I would like to thank all those involved in this research, especially the volunteers and host organisations in Cambodia and Peru, Tracey Skelton who conducted interviews in Cambodia, and Sally Brokensha for her generous hospitality in Peru. Thanks also go to the two anonymous reviewers and the guest editor for their feedback and advice.

Disclosure statement

No potential conflict of interest was reported by the author.

Notes

1 The Australian government has supported IDV programmes since the 1960s. In 2011 it amalgamated several under the umbrella of Australian Volunteers for International Development (AVID), commonly referred to as Australian Volunteers.

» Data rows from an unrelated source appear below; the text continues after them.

PR #8335, opened 2026-04-25
Update block gossip validation; Remove isParentBlockFull

ahshum:
- Update to get execution parent safely, and validations with it.
- Added unviable envelope storage for addressing execution invalid cases.


beacon_chain/gossip_processing/gossip_validation.nim
```diff
@@ -422,23 +423,49 @@ template validateBeaconBlockGloas(
...
+    else:
+      # Parent's payload status is EMPTY, i.e. check with grandparent.
+      let res = block:
+        if not isNil(parent.parent):
+          # Grandparent is non-finalized yet.
+          let gpBhash = dag.loadExecutionBlockHash(parent.parent).valueOr:
+            return errIgnore("validateBeaconBlockGloas: cannot load block hash")
+          (parent.parent.bid, gpBhash)
+        else:
+          # Grandparent should be either finalized or not existed.
```
tersec: "not existed" -> "nonexistent"

beacon_chain/gossip_processing/gossip_validation.nim
```diff
@@ -422,23 +423,49 @@ template validateBeaconBlockGloas(
...
-  debugGloasComment("request missing envelope if not found in db")
-  debugGloasComment("revisit the naive parent.parent.isNil guard")
-  if not (
-      isParentBlockFull(dag, signed_beacon_block, parent) or
-      parent.parent.isNil or
-      isParentBlockFull(dag, signed_beacon_block, parent.parent)
-  ):
-    # REJECT only once EL verification complete and parent doesn't validate.
-    return errIgnore("validateBeaconBlockGloas: parent execution payload not yet verified")
+  debugGloasComment("execution valid")
```
tersec: Is the premise that this is covered by the previous validation now or that it's still missing?

ahshum: Yes I would say so. By "execution_payload verification" it should refer to the result of 
https://github.com/status-im/nimbus-eth2/blob/41d4f812078df82d80901e3144feac1ac3ef61a7/beacon_chain/gossip_processing/block_processor.nim#L517-L521
or `engine_newPayload` request, which we don't store the result persistently. I think we might need a new storage or, for example, `loadExecutionValid` for `BlockRef` so that we can use 
https://github.com/status-im/nimbus-eth2/blob/41d4f812078df82d80901e3144feac1ac3ef61a7/beacon_chain/consensus_object_pools/block_dag.nim#L247-L248
for this.

ahshum: Just would like to add that envelope should be EL verified when it is stored into the database, so it is cheap to check. The problem is with the EIP8237. I will bring up a discussion regarding this and the EIP.

ahshum: I think adding unviable to envelope quarantine would help. Will include that here.

beacon_chain/consensus_object_pools/envelope_quarantine.nim
```diff
@@ -17,7 +18,13 @@ const
   MaxMissingItems* = 1024
     ## Revisit the setting and same as block quarantine for now
 
+const
```
tersec: Don't need this `const`, can be part of the same `const` block as precedes it.

beacon_chain/gossip_processing/gossip_validation.nim
tersec: https://github.com/status-im/nimbus-eth2/pull/8335/changes/3c0ea10aa624418d81397f6217f49a2d3ac68f09

beacon_chain/consensus_object_pools/envelope_quarantine.nim
tersec: https://github.com/status-im/nimbus-eth2/pull/8335/changes/a4833f4b12e7927b63f96e779a7bc61c797b3b60

tersec:
> Edit: we could check if an envelope exists in the db but we may not be able to handle the case if EIP8237 (range sync without envelopes) is merged.

It was not chosen to be merged, so this is a case that does not have to be handled.

ahshum:
> It was not chosen to be merged, so this is a case that does not have to be handled.

Sure updated. It is not included in the PR.

tersec:
Does `skipLastEnvelope` have any semantics?

```
$ rg skipLastEnvelope -C3
beacon_chain/extras.nim
38-    ## When process_slots() is being called as part of a state_transition(),
39-    ## the hash_tree_root() from the block will fill in the state.root so it
40-    ## should skip calculating that last state root.
41:    skipLastEnvelope ##\
42-    ## As a full beacon block consists of a beacon block and envelope since
43-    ## Gloas, the last envelope may not be there yet. This is used to toggle the
44-    ## strict state transition of the last envelope in updateState().

beacon_chain/consensus_object_pools/block_clearance.nim
526-  let blckBsi = BlockSlotId.init(blck.bid, envelopeSlot)
527-  if not updateState(
528-      dag, dag.clearanceState, blckBsi, false, cache,
529:      dag.updateFlags + {skipLastEnvelope}):
530-    # If updateState() fails, it means there may be some missing blocks and
531-    # envelopes of its parents, or the database is corrupted.
532-    error "Unable to load clearance state for envelope, database corrupt?",
--
541-  ):
542-    debug "Envelope is not for the current head"
543-    return err(VerifierError.Invalid)
544:  # With skipLastEnvelope flag and containsExecutionPayloadEnvelope() check
545-  # above, the envelope should have not been applied but double check.
546-  elif dag.clearanceState.forky(consensusFork).data.latest_block_hash ==
547-       signedEnvelope.message.payload.block_hash:

beacon_chain/consensus_object_pools/blockchain_dag.nim
2549-  var cache: StateCache
2550-  if not updateState(
2551-      dag, dag.headState, newHead.bid.atSlot(), false, cache,
2552:      dag.updateFlags + {skipLastEnvelope}):
2553-    # Advancing the head state should never fail, given that the tail is
2554-    # implicitly finalised, the head is an ancestor of the tail and we always
2555-    # store the tail state in the database, as well as every epoch slot state in
```

It seems to be only set, not checked.

ahshum:
> Does `skipLastEnvelope` have any semantics?
>
> It seems to be only set, not checked.

Yes it is no longer needed. There are updates and cleaning up required to happen around envelope processing. Working on a separate PR for this.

2 Interviews in Peru were conducted by the author in English and Spanish, recorded on audiotape and transcribed. A bilingual Peruvian research assistant provided translation when required. In Cambodia interviews were conducted by a research team member in English with the help of a Cambodian research assistant, who translated on the spot when required and transcribed the audiotapes. Host organisation staff often intermingled English with their native language. English-language phrasing was left in the original whenever possible, and when not, paraphrasing was used.

Additional information

Notes on contributors

Susanne Schech

Susanne Schech is a human geographer who teaches development geography at Flinders University in South Australia. She co-authored Culture and Development: A Critical Introduction (Wiley, 2000), edited Development Perspectives from the Antipodes (2014), and has published on a range of development issues including participation, gender justice, poverty reduction, volunteering and humanitarianism. Another focus of her research interest is migration and mobility, particularly forced migration and refugee settlement in Australia. Her current research projects examine the history of humanitarianism through the lens of the League of the Red Cross and Red Crescent Societies and temporary labour migration from East Timor to Australia.